I’ve sat through long lonely nights contemplating my exit, even figuring out how it was gonna happen, making sure that everything was there to make it happen. And I decided that’s not what I really want. Yet sometimes I still catch myself wishing I had the guts. But knowing, in reality, that having the guts is deciding to stick through things, because not everything is bad forever. In fact, the truth is, most things at the moment aren’t bad at all.

Last year is done. I’ve put that behind me. That door is finally closed. I don’t ever have to see that place again. I’ve minimized my life. I now only have the most important things. I know they all fit in just a few boxes, but it’s all material, right? Haven’t I, at times, wished that I could just shed everything material and just go? I think I have done it, to the best of my capabilities. I don’t have a permanent home. Well, I do, with her… <3 But I’m not there at the moment. I literally live out of my suitcase. I really don’t know if people understand what that really means.
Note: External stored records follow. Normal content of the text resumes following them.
PR #367, opened 2021-03-08
parallel DFT and some small improvements

gitpeterwind:
Parallel DFT , evaluate part (mostly call to XCfun).
Valinomycin PBE is about twice faster per cycle. The memory demand is slighter less, but still too high.
An improvement in memory usage could probably easily be achieved by inserting a crop in the loop that make the final potentials. But there is no "prec" available in DFT (!). 

Requires updated mrcpp (therefore the tests fail for now)

This PR is only superficial: a better approach would be to treat the entire XC potential locally, (see main [idea](https://github.com/MRChemSoft/mrchem/discussions/366) ).
Other changes in this PR: 
- Print out memory and time for the "evaluate" part (was missing)
- make the grid.unify as a tree without coefficient. Nicer... but useless as the memory was anyway allocated but never used and never used memory does not take real place. 
- Small Bank simplification
- More accurate calcExchange_kij
- Longer max line length in .clang_format


stigrj:
Regarding cropping of the final potentials, this is not so easy because of numerical noise. This was the initial reason for using fixed grids for all DFT related functions, the adaptive refinement of the intermediate and final functions did not converge as they were too noisy in the low-density regions, and a post crop would completely remove all useful information in the atomic regions and leave the potentials completely dominated by the far-away noise.

gitpeterwind:
About the same kind of situation (high accuracy everywhere, to get the right precision at some specific parts): The nuclear potential get way to large: 30GB for gramicidin at 1e-7. The potential is very smooth except at the nuclei, so this seems excessive. Even an "on the fly" computation of the potential (just summing the contribution from nuclei at every interpolating point) would be feasible.
How was the prec determined for the nuclear potential? it may be to tight, but I am not sure how it should be set wrt volume of the system, charge of the nuclei, and total charge of the nuclei.

stigrj:
It's been a long time since these parameters were tuned, and they are probably not ideal for large systems. The nuclear correlation factor of Florian that removes the nuclear cusp should help, but possibly at the expense of something else.

gitpeterwind:
How do I change the mrcpp version used by github?

stigrj:
Looks like it is using the MRCPP you are asking for in the latest commit

gitpeterwind:
> Looks like it is using the MRCPP you are asking for in the latest commit

Right! it was the challenging case with one orbital systems which failed.

gitpeterwind:
The hf_grad_lda test fails. It uses `guess_type = CORE_DZ` , and it seems this is making large difference.  Is this numerically stable? I see that (in the correct case also) most orbital energies are positive for example. If I use `guess_type = sad_dz` the results are much closer.

stigrj:
I also get a segmentation fault in the `li_solv` test

src/utils/Bank.cpp
```diff
@@ -590,7 +583,7 @@ void Bank::remove_account(int account) {
 
 int Bank::openAccount(int iclient, MPI_Comm comm) {
     // NB: this is a collective call, since we need all the accounts to be synchronized
-    int account_id = -1;
+    int account_id[1];
```
stigrj, line 586: Compiler complains: uninitialized value in the return if not `MRCHEM_HAS_MPI`

src/qmoperators/one_electron/NuclearOperator.cpp
```diff
@@ -79,16 +80,17 @@ NuclearPotential::NuclearPotential(const Nuclei &nucs, double proj_prec, double
 
     // Scale precision by system size
     int Z_tot = chemistry::get_total_charge(nucs);
-    double abs_prec = proj_prec / Z_tot;
-
+    double abs_prec = proj_prec / std::min(1.0 * Z_tot, sqrt(2 * Z_tot));
+    double myabs_prec = proj_prec / std::max(1.0, mycharge);
```
stigrj, line 84: What is the reasoning behind the `sqrt(2 * Z_tot)`?

stigrj: The square root is theoretical and the factor 2 a safety margin?

src/utils/Bank.cpp
gitpeterwind: Right. Not used if no MPI, but still we do not want any complains.

src/qmoperators/one_electron/NuclearOperator.cpp
gitpeterwind: This is purely heuristic: Trees of 30GB for Nuclear potential are not useful. This reduces the size to more tractable values,  and does not affect the energy significantly. Now we can perform tests at least, but we should come back to this.
Isn't there a sort of plan to use absolute precision at some point?

gitpeterwind: The reduction of abs_prec for large system, can be justified by the fact that for larger volumes (in cubic meters), the total norms will increase.

gitpeterwind:
For the Li test, the crashes comes during read of the initial guess. Somewhat it is not compatible with the new version. However when creating a new initial guess with the new version it will work. Do you have any idea what may have changed for the Li case? (for other systems I used older initial guess without problems)

gitpeterwind:
(I tried to change to older mrcpp, but that did not make a difference)

stigrj:
Oh, it's using a MW guess, maybe the input files were saved at the time the coeff blocks were 8 times too large?

gitpeterwind:
I thought that, but was not able to prove it. (by setting the "large" values back). Could be an error in my tests though. The guess has date 14th feb, so that would be reasonable to think it is in a "large" format

gitpeterwind:
OK, it must be this. The new mrcpp always allocates 64 nodes per chunk, while the old made chunks of 2 MB. But I was not able to correct for this and make it work. Maybe there are other format differences in the "February" version. 
We can update the initial_guess, I guess?

stigrj:
Yes, if we are confident this is the reason, you can just update the input files to the test

gitpeterwind:
Isn't it the `mrchem/tests/li_solv/initial_guess` which should be updated? It works fine when I run `ctest -L li_solv ` myself, but somehow not on github

stigrj:
But only the mac build failed. Strange

gitpeterwind:
wow, it passed! what did you do?

gitpeterwind:
Is it new that one use initial_guess across os? The guess is a binary file, so it is not necessarily compatible

stigrj:
I was not aware that this test used a MW guess, and perhaps it's better to avoid this. I will try to change this

stigrj (approved):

I just want the sadness to stop, to give me a little reprieve. I want to feel truly happy for a moment, and to be able to revel in it. I’m working towards it. Everything is focused on it. I want to feel like I’m going somewhere. For awhile, I’ve just been standing still. I’ve been here too long. In this place. I need somewhere new. But the fact is that I’m never going to feel satisfied, feel like everything is ok, until I’m with her.

But for now, please just make something really, really good and concrete happen. Send me a sign that I’m gonna be alright. Please make the tears stop. Right now, I’m drowning.